* _TASK STATEMENT_
For the entries that follow, report how many lines include the word "issues" and add nothing.

*** Opening EXTRACTED ENTRIES ***

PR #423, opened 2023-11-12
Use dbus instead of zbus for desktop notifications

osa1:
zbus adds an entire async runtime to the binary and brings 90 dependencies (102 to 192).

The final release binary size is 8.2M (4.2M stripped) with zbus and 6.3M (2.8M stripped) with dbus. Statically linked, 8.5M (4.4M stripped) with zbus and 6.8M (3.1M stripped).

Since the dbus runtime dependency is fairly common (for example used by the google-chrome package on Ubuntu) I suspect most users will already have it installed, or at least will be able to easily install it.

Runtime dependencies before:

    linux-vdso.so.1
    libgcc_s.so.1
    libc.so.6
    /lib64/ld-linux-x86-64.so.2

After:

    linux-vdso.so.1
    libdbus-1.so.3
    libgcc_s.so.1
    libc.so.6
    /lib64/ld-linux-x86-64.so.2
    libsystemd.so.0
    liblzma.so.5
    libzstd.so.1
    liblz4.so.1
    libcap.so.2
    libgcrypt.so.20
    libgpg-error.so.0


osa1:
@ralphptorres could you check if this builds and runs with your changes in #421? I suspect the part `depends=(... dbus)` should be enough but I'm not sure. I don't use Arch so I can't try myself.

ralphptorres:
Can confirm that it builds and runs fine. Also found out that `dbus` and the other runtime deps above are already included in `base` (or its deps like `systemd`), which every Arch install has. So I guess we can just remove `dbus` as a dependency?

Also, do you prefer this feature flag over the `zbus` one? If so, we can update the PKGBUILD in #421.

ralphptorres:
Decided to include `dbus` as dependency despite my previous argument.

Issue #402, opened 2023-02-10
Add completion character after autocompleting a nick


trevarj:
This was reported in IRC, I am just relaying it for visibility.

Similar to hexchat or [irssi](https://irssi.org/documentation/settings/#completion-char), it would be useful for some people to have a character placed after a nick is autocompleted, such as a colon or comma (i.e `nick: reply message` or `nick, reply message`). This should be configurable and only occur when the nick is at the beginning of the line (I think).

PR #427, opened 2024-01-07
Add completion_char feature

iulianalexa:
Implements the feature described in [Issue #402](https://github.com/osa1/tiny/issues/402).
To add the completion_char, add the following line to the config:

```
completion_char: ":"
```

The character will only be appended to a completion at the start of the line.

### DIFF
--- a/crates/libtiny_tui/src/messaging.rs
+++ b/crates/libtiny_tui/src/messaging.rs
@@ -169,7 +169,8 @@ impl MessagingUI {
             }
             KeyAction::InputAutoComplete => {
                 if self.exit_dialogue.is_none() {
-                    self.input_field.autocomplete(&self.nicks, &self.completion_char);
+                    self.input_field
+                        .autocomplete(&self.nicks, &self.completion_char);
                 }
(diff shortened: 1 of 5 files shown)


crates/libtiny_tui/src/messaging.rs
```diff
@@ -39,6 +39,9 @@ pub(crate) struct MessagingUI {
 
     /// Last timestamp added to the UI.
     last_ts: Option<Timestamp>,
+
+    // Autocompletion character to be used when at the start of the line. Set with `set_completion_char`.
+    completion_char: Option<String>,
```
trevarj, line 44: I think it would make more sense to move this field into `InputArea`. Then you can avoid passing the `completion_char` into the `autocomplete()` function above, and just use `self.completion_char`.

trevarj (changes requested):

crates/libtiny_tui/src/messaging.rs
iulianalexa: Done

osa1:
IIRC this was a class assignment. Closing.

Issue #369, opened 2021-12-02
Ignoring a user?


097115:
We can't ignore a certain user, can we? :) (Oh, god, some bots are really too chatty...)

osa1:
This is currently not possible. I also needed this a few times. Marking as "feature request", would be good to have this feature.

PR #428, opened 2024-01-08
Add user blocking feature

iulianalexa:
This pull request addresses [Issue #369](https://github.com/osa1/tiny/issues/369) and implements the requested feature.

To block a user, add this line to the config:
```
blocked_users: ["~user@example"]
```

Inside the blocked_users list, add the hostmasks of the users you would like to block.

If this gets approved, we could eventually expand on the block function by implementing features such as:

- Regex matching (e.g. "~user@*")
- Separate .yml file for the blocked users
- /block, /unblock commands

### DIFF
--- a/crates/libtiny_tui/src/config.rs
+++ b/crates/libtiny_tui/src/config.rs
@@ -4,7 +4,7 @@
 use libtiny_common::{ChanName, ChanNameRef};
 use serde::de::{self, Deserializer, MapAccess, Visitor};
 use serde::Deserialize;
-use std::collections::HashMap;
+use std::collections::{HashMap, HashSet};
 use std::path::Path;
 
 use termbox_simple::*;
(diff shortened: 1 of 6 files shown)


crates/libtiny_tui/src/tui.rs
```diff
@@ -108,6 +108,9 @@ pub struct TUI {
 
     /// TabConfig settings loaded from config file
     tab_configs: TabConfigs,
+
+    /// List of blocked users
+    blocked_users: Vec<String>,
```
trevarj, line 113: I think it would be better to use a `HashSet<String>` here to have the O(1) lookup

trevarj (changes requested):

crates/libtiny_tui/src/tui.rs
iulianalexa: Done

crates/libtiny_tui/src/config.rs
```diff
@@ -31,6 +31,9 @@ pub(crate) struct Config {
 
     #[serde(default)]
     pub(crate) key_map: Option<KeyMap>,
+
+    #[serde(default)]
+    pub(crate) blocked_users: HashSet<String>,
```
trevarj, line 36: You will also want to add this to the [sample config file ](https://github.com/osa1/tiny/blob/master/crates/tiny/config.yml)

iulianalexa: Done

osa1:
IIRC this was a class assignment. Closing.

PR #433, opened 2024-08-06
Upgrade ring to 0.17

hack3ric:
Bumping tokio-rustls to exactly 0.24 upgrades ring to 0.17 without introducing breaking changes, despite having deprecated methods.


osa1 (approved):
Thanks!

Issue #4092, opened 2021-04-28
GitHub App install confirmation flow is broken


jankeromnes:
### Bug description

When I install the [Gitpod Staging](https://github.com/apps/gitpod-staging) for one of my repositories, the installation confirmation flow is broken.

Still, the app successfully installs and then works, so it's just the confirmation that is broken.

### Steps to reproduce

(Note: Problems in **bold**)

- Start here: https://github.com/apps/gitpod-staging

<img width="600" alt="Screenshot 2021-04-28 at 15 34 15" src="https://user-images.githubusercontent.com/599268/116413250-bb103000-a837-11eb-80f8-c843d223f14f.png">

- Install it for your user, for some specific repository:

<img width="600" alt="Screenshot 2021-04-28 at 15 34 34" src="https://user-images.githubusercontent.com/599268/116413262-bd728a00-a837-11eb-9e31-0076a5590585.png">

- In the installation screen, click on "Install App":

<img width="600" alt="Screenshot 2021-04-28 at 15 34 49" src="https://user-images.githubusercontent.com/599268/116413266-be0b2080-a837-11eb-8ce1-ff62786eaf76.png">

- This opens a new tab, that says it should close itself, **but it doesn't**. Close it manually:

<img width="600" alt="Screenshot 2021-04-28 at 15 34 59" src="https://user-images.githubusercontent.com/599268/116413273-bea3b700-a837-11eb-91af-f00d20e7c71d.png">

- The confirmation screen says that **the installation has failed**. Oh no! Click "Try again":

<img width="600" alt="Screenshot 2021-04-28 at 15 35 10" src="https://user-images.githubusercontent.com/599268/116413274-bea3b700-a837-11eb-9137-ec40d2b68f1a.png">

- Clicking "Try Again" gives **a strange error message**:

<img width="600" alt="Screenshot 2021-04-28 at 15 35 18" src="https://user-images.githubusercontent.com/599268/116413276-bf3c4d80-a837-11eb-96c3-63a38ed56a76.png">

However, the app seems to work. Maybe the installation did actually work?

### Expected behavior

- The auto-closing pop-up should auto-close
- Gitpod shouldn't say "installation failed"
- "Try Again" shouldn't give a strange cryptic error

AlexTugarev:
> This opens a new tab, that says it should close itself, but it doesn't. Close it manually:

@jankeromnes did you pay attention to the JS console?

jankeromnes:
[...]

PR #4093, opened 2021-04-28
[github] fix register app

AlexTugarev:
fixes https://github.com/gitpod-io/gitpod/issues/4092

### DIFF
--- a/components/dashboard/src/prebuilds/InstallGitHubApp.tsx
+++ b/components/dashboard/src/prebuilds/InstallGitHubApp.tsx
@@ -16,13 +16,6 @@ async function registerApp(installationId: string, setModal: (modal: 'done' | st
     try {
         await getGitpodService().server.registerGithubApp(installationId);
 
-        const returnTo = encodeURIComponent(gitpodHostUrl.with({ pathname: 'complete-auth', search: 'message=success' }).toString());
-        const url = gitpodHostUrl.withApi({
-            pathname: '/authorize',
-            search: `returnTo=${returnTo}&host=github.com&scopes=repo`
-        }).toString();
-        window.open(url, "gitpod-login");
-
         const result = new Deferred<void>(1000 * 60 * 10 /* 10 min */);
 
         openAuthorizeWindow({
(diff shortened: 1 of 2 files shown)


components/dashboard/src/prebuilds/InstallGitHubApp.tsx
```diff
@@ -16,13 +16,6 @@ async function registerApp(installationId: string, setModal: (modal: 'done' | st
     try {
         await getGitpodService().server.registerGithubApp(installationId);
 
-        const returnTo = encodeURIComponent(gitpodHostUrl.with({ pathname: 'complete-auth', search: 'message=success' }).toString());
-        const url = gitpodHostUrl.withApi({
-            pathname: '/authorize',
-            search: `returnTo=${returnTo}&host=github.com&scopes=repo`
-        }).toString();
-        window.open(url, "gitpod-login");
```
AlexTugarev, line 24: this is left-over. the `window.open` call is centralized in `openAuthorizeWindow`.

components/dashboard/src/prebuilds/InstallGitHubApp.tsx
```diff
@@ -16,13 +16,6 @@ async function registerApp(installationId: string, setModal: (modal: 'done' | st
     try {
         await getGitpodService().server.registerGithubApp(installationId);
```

*** Closing EXTRACTED ENTRIES ***

* _ANSWER SECTION_
3